Tom & Belinda Wright
New Zealand 1999

Kia Ora: Greetings from Aotearoa, The Land Of The Long White Cloud
   
We took a 3-day tour of the Northlands areas, north of Auckland, staying at an accomodation in Paihia, in the beautiful Bay of Islands area.

The Waitangi Treaty House & Grounds are located just across the bay from Paihia. This is the place where the indigenous Maori ceded soveriegnty of all lands in
New Zealand to the English Crown.


Waitangi Treaty Grounds


Between Paihia and Cape Reinga, we toured one of the last remaining kauri forests. The kauri is a tree unique to New Zealand that was almost logged into extinction. Its wood is very fine grained, giving it a very fine texture and the feel of "wooden satin". The kauri, while not as tall nor as big around as the California redwood, yields more lumber than the redwood because it does not taper toward the top, it goes straight up until almost the top. The New Zealand government, to its great credit, stepped in and protected the remaining kauri forests as they stand today.
The only legal kauri wood today comes from an ancient forest that was covered by a gigantic mudslide an estimated 45,000 years ago. The wood is "mined" from the area and has been preserved over the eons.



Belinda, the world's 
best beachcomber.  


















The tour to Cape Reinga 
went by way of 90-Mile 
Beach.  The beach is said 
to have been named by 
cattle drovers who said
that they could push a 
herd 30 miles per day and 
it took them 3 days to get
from one end of the 
beach to the other. 
Depending upon who you 
talk to, 90-Mile Beach is 
between 75 and 100 miles 
long.  In Maori legend, 
the god Maui is said to 
have been in search of 
yams for his meal and 
ran so fast down the coast
as to have created the 
long stretch of sandy 
beach.


The lighthouse at Cape Reinga,New Zealand's northernmost point.

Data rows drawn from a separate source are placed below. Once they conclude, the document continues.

PR #737, opened 2022-10-09
[versioning] Add message when vcpkg is cloned to a shallow repository

vicroms:
Appends an additional error message when a built-in repository error occurs and vcpkg is cloned into a shallow repository.

Rough implementation. 

Improvements to how we handle versioning errors can be made but I believe is better to wait until #556 is merged to make more extensive changes. 

On baseline not in git history:
image

On version not in git history:
image

### DIFF
--- a/include/vcpkg/vcpkgpaths.h
+++ b/include/vcpkg/vcpkgpaths.h
@@ -136,7 +136,6 @@ namespace vcpkg
         std::string get_current_git_sha_baseline_message() const;
         ExpectedS<Path> git_checkout_port(StringView port_name, StringView git_tree, const Path& dot_git_dir) const;
         ExpectedL<std::string> git_show(StringView treeish, const Path& dot_git_dir) const;
-        bool git_is_shallow_clone(const Path& dot_git_dir) const;
 
         const DownloadManager& get_download_manager() const;
 
--- a/include/vcpkg/vcpkgpaths.h
+++ b/include/vcpkg/vcpkgpaths.h
@@ -136,6 +136,7 @@ namespace vcpkg
         std::string get_current_git_sha_baseline_message() const;
         ExpectedS<Path> git_checkout_port(StringView port_name, StringView git_tree, const Path& dot_git_dir) const;
         ExpectedL<std::string> git_show(StringView treeish, const Path& dot_git_dir) const;
+        bool git_is_shallow_clone(const Path& dot_git_dir) const;
 
         const DownloadManager& get_download_manager() const;
 
--- a/src/vcpkg/base/git.cpp
+++ b/src/vcpkg/base/git.cpp
@@ -6,6 +6,8 @@
 #include <vcpkg/base/stringview.h>
 #include <vcpkg/base/system.process.h>
 
+#include <vcpkg/tools.h>
+
 namespace
 {
     using namespace vcpkg;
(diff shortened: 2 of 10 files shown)


src/vcpkg/vcpkgpaths.cpp
```diff
@@ -993,6 +999,19 @@ namespace vcpkg
...
+    {
+        auto cmd =
+            git_cmd_builder(dot_git_dir, dot_git_dir).string_arg("rev-parse").string_arg("--is-shallow-repository");
+        auto output = flatten_out(cmd_execute_and_capture_output(cmd), Tools::GIT);
+        if (!output)
+        {
+            Debug::println(output.error());
+            return false;
+        }
+        return Strings::case_insensitive_ascii_equals("true", Strings::trim(output.value_or_exit(VCPKG_LINE_INFO)));
```
Thomas1664, line 1012:
```suggestion
        return Strings::case_insensitive_ascii_equals("true", Strings::trim(*output.get()));
```

It will never exit here because errors were caught by the if statement above.

autoantwort:
If not done: We should also check if VCPKG_ROOT is a git repo at all. Some users download the repo instead of clone it.

include/vcpkg/vcpkgpaths.h
```diff
@@ -136,6 +136,7 @@ namespace vcpkg
         std::string get_current_git_sha_baseline_message() const;
         ExpectedS<Path> git_checkout_port(StringView port_name, StringView git_tree, const Path& dot_git_dir) const;
         ExpectedL<std::string> git_show(StringView treeish, const Path& dot_git_dir) const;
+        bool git_is_shallow_clone(const Path& dot_git_dir) const;
```
Thomas1664, line 139: Would `base/git.h` be a better place for this?

src/vcpkg/base/git.cpp
```diff
@@ -187,4 +189,15 @@ namespace vcpkg
...
+
+    ExpectedL<bool> is_shallow_clone(const GitConfig& config)
+    {
+        auto cmd = git_cmd_builder(config).string_arg("rev-parse").string_arg("--is-shallow-repository");
+        auto output = flatten_out(cmd_execute_and_capture_output(cmd), Tools::GIT);
+        if (!output)
+        {
+            return output.error();
+        }
+        return "true" == Strings::trim(*output.get());
```
BillyONeal, line 201:
```suggestion
        return flatten_out(cmd_execute_and_capture_output(cmd), Tools::GIT).map([](std::string&& output) {
            return "true" == Strings::trim(std::move(output));
        });
```

src/vcpkg/vcpkgpaths.cpp
```diff
@@ -971,8 +971,16 @@ namespace vcpkg
         }
         return ret;
     }
+
     std::string VcpkgPaths::get_current_git_sha_baseline_message() const
     {
+        const auto& git_config = git_builtin_config();
+        auto maybe_shallow_clone = is_shallow_clone(git_config).get();
+        if (maybe_shallow_clone && *maybe_shallow_clone)
```
BillyONeal, line 979: This is a use after free; the pointer returned by get() points to the temporary ExpectedL in this expression.

I think you should add:

```
        template<class... Args>
        T value_or(Args&&... or_args) &&
        {
            auto maybe_value = m_t.get();
            if (maybe_value)
            {
                return std::move(*maybe_value);
            }

            return T(std::forward<Args>(or_args)...);
        }

        template<class... Args>
        T value_or(Args&&... or_args) const&
        {
            auto maybe_value = m_t.get();
            if (maybe_value)
            {
                return *maybe_value;
            }

            return T(std::forward<Args>(or_args)...);
        }
```

to `expected.h` right above the `value_or_exit` overloads, then change this to:

```suggestion
        if (is_shallow_clone(git_config).value_or(false))
```

BillyONeal (changes requested):

BillyONeal:
> On version not in git history: image

I think we should get rid of the "tar failed" part of this message since that's already implied by the message?

BillyONeal (approved):

vicroms:
Output cleanup will be made in a separate PR since it will conflict with ongoing localization efforts by Javier

PR #763, opened 2022-10-21
Use brace initializer instead of empty C string to return empty C++ string

AtariDreams:


autoantwort:
Imho with an empty string it is more obvious what the code is doing

AtariDreams:
I mean it also passes in the string to a constructor when 0 initialization is the proper way to do it

JavierMatosD (approved):

PR #772, opened 2022-10-26
Documenting our use of VSLANG

JavierMatosD:
This PR adds documentation for how to change the language in vcpkg ( i.e., documenting our use of the VSLANG environment variable).

### DIFF
--- a/docs/localization.md
+++ b/docs/localization.md
@@ -136,3 +136,21 @@ namespace vcpkg::Commands
     }
 }
 ```
+## Selecting a Language
+
+Vcpkg chooses a language through the VSLANG environment variable, which should be set to a valid LCID (locale identifier, 4-byte value representing a language). Users can set VSLANG to any of the following LCIDs:
+
+1029: Czech                 \
+1031: German                \
+1033: English               \
+3082: Spanish (Spain)       \
+1036: French                \
+1040: Italian               \
+1041: Japanese              \
+1042: Korean                \
+1045: Polish                \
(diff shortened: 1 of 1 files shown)


docs/localization.md
```diff
@@ -136,3 +136,21 @@ namespace vcpkg::Commands
     }
 }
 ```
+## Selecting a Language
+
+Vcpkg chooses a language through the VSLANG environment variable, which should be set to a valid LCID (locale identifier, 4-byte value representing a language). Users can set VSLANG to any of the following LCIDs:
```
vicroms, line 141:
```suggestion
vcpkg chooses a language through the `VSLANG` environment variable, which should be set to a valid LCID (locale identifier, 4-byte value representing a language). Users can set `VSLANG` to any of the following LCIDs:
```
For branding consistency we never capitalize vcpkg.

We should mention that if vcpkg is given an invalid LCID it falls back to English.

vicroms (changes requested):

vicroms:
Should we point out that the Visual Studio setting may override VSLANG from the user's environment? Has that been tested?

BillyONeal (approved):
@vicroms

> Should we point out that the Visual Studio setting may override VSLANG from the user's environment? Has that been tested?

This is vcpkg-team-facing not end-user-facing documentation. We certainly are not suggesting that users set anything like that. I'm not sure why we would be testing entirely-internal-to-VS behavior.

Cape Reinga is the point of land where the Pacific Ocean and the Tasman Sea meet. Cape Reinga is a place of great religious importance to the Maori. It is here where the human spirit departs the Earth when the physical body dies. It is of far greater meaning than this simple explanation - click on the image to learn more about Cape Reinga's meaning to the Maori.

Cape Marie Van Diemen looking WSW from Cape Reinga. This cape was named by explorer Abel Janszoon Tasman, the first European to see New Zealand, in 1643, in honor of the wife of his employer, Count Anton Van Diemen, owner of the Van Diemen Land Co. and Governor General of the Dutch East India Company.